# What do you like to run? Peek inside



## rctazmanmc (Oct 8, 2001)

What do you like most on-road / off-road and 1/8 - 1/10 - 1/12 - 1/18 scale electric or nitro?

I personally like 1/12 scale on-road and 1/10 touring car - electric of course. Gotta be on your toes, thinking ahead and very in tune with your car and electronics.

The only thing I have not raced is nitro 1/10 and 1/8 scale but might try it sometime - especially on-road!

Post what you like and why.


----------



## XXX-SCapece (Apr 28, 2004)

1st: 1/10 Electric Touring. Why-Close racing, realistic cars, most difficult to tune.

2nd: 1/10 Mod Electric Truck. Why-Extremely fast, very nimble , and very durable

3rd: 1/10 Nitro Truck. Why-Too much power, durable, and very dirty.

I want to try 1/8th on-road, but no one races in the South.


----------



## Cooter (Jul 21, 2003)

My son and I run 1/8 scale nitro off road buggies all summer we love running on the ragged edge to get all the speed we can squeeze out of the dirt, all winter we run 1/10 scale touring sedans on carpet and when we just want to go out and bash around summer or winter and have some fun my daughter joins in and we get out the trio of t-maxx's and go out and run till its dark or we run out of fuel or spare parts which ever comes first  :thumbsup:


----------



## tommckay (Sep 26, 2001)

1/10th Electric Off road. Truck, buggy, 4wd, don't matter. Gotta love the "roost"


----------



## Justin_29 (Jan 25, 2004)

I run carpet oval, carpet on-road, and carpet off-road, and dirt off-road<(When I get to an off-road dirt track), But taht's basically just some of the examples of what we race at our track!

Thanks!

Justin #29
JDM RC Racing
www.geocities.com/cornwallrc


----------



## Mr-Tamiya (Jan 24, 2002)

I run 12th and touring, helicopters and planes, no time for anything else!


----------



## Dustin (Aug 9, 2004)

1/10 electric offroad truck dirt and carpet.


----------



## general pedestr (Dec 11, 2002)

1/10th off road truck, bashing. just for the FUN OF IT!
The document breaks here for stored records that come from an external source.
PR #15475, opened 2017-07-07
Move `accumulateListeners` to the only place where it's used.

cibernox:
I found that this private function was only used in one place within Ember and exactly 0 times in the wild, so I made it a local function in the file where it's used.

This avoids a few import/export for no reason. Also improved so we void peeking a
meta that we already have in the context.

### DIFF
--- a/packages/ember-metal/lib/property_events.js
+++ b/packages/ember-metal/lib/property_events.js
@@ -3,8 +3,7 @@ import {
   peekMeta
 } from './meta';
 import {
-  sendEvent,
-  accumulateListeners
+  sendEvent
 } from './events';
 import {
   markObjectAsDirty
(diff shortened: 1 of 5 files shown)


stefanpenner:
:shipit:

cibernox:
@stefanpenner can you restart sauce?

stefanpenner:
restarting sauce

cibernox:
@stefanpenner again?

stefanpenner:
restarting

cibernox:
Is it normal that it fails so much or should I be worried?

stefanpenner:
> Is it normal that it fails so much or should I be worried?

its been brittle for the last more or two, I haven't had a chance to investigate.

stefanpenner:
@rwjblue should we just merge, code looks good...

bekzod:
@stefanpenner as promised looked into IE instability, not sure what is the cause but to be safe just upgraded `web-driver` and `sauce-connect-launcher` in `saucie` (`ember-cli-sauce`) will push downstream once there is release in `saucie` https://github.com/johanneswuerbach/saucie/pull/71

packages/ember-metal/lib/property_events.js
```diff
@@ -252,14 +251,49 @@ function changeProperties(callback, binding) {
...
+    if (target === array[i] && method === array[i + 1]) {
+      index = i;
+      break;
+    }
+  }
+  return index;
+}
+
+function accumulateListeners(obj, eventName, otherActions, meta) {
+  if (meta === null || meta === undefined) { return; }
```
bekzod: you can even remove meta existence check here since its always passed and its private api

cibernox: but it can be nil, can't it?

bekzod: No it can't, in particular use case of 'accummulateListeners' meta tha you are passing always not nil

cibernox: Updated.

cibernox:
Oh, sauce is green!

stefanpenner:
@cibernox merge merge merge!

Issue #14739, opened 2016-12-19
Glimmer 2 does not read properties on functions


kturney:
We encountered this while upgrading a project that uses https://github.com/LocusEnergy/ember-d3-helpers to Ember 2.10 and trying to bind to properties on D3 scales.

Twiddle: https://ember-twiddle.com/8bd17be80e30f6149bcdf644f3d1f68d?openFiles=templates.application.hbs%2C

If you change the Ember version in the twiddle to 2.9, the property renders as expected.

pr with failing test: https://github.com/emberjs/ember.js/pull/14729

chancancode:
I think I know how to fix this, but I am on vacation. If anyone wants to look into it there are a few places where we do `if (typeof foo === "object")` that should include functions as well. I believe it probably needs both a glimmer fix and an ember fix to cover all the cases.

chancancode:
PrimitiveReference and such

Serabe:
@locks, any update on this?

mixonic:
afaict this is still an issue.

locks:
This should be fixed by https://github.com/emberjs/ember.js/pull/15535.

PR #15482, opened 2017-07-09
enable templates read a property from a function

bekzod:
issue: https://github.com/emberjs/ember.js/issues/14739
broken test: #14729

### DIFF
--- a/packages/ember-glimmer/lib/utils/references.js
+++ b/packages/ember-glimmer/lib/utils/references.js
@@ -398,7 +398,7 @@ export class InternalHelperReference extends CachedReference {
 // @implements PathReference
 export class UnboundReference extends ConstReference {
   static create(value) {
-    if (typeof value === 'object' && value !== null || typeof result === 'function') {
+    if (typeof value === 'object' && value !== null || typeof value === 'function') {
       return new UnboundReference(value);
     } else {
       return PrimitiveReference.create(value);
--- a/packages/ember-glimmer/tests/integration/content-test.js
+++ b/packages/ember-glimmer/tests/integration/content-test.js
@@ -495,17 +495,17 @@ class DynamicContentTest extends RenderingTest {
 
     this.assertStableRerender();
 
-    // this.runTask(() => set(func, 'aProp', 'still a property on a function'));
-    // this.assertContent('still a property on a function');
-    // this.assertInvariants();
+    this.runTask(() => set(func, 'aProp', 'still a property on a function'));
+    this.assertContent('still a property on a function');
+    this.assertInvariants();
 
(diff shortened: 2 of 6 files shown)


packages/ember-glimmer/lib/utils/references.js
```diff
@@ -220,7 +220,7 @@ export class NestedPropertyReference extends PropertyReference {
       return parentValue.length;
     }
 
-    if (typeof parentValue === 'object' && parentValue) {
+    if ((typeof parentValue === 'object' || typeof parentValue === 'function') && parentValue) {
```
krisselden: Falsy check should have been !== null and it needs to stay together with the object check. Same with the following. Don't put the function check in between it's confusing it's either an object that isn't null or a function

krisselden (changes requested):
Needs a test.  Also, was this a regression?

locks:
@krisselden according to the original issue, this was working on 2.9.

packages/ember-glimmer/tests/integration/content-test.js
```diff
@@ -484,6 +484,30 @@ class DynamicContentTest extends RenderingTest {
...
+    let func = () => {};
+    func.aProp = 'this is a property on a function';
+
+    this.renderPath('func.aProp', { func });
+
+    this.assertContent('this is a property on a function');
+
+    this.assertStableRerender();
+
+    this.runTask(() => set(func, 'aProp', 'still a property on a function'));
```
krisselden: this is a new feature, the regression was rendering a prop on a function not using Ember.set() to update a prop on a function. https://ember-twiddle.com/c35628b179d00989b7469f84f1d08558?openFiles=controllers.application.js%2C I tried several versions of ember, props on functions were rendered as constant.

krisselden: Also, I don't think the `watchKey` and `watchPath` is needed for glimmer, just `tagForProperty`

Since this is a regression, it has to be back ported eventually to LTS, can you please separate out the `set(func, 'aProp', ...)` updating and the `tagForProperty` into a separate commit?   I don't mind adding that capability, just don't want to do it casually in a bug fix for an LTS regression.

krisselden (changes requested):

packages/ember-glimmer/tests/integration/content-test.js
bekzod: sure will do

krisselden:
I updated this to be focused on just the functionality that regressed. https://github.com/emberjs/ember.js/compare/pr-15482

locks:
@bekzod can you resolve the conflict?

have tried legends,truck off and on road. like those alot 

Just wish i had somewhere to run around here tho! our club shut down but the tracks still there, sooo...


----------



## Mr-Tamiya (Jan 24, 2002)

also do mini T's now guess i found a bit more time


----------



## Nil (Dec 8, 2001)

1/18 pan cars. They're cheap, they don't break often, and the guys racing them are (mostly) not too serious about it. Even those who are serious (mostly) accept even a driver as inept as I am.


----------



## smojoe (May 17, 2002)

like? 1/10 electric monster trucks. roosts of dirt, gravel, etc, with the go-anywhere style of a MT. electric because of the torque and my dad wont let me mess with nitro 

love? DRIFTING! 1/10 electric. gimme some pavement and I'll be going sideways in no time :thumbsup:


----------



## BrentP (Mar 1, 2002)

1/10 & 1/12 carpet oval, because you have to have everything perfect & drive the right line to be fast all the time. I like to think of myself as a perfectionest & oval racing keeps me on my toes.

__________________
Brent Pearcy
Bulit Motorsports


----------



## mattyk6 (Mar 25, 2003)

1/8th Gas Buggy - there's just something about the sound and smell of a nitro motor, plus all that power


----------



## BrentP (Mar 1, 2002)

mattyk6 said:


> 1/8th Gas Buggy - there's just something about the sound and smell of a nitro motor, plus all that power


That smell does get me going sometimes. I was out watching some people practice on our off-road track the other day & there is just something about that smell that sets me off. It's probably from my days of racing big cars, I loved to fire the race car up just to smell it burn that high octane racing fuel.

__________________
Brent Pearcy
Bulit Motorsports


----------



## rctazmanmc (Oct 8, 2001)

Nothing compares to standing on the starting line and smeeling funny car nitro running - smells good but burns the eyes a little


----------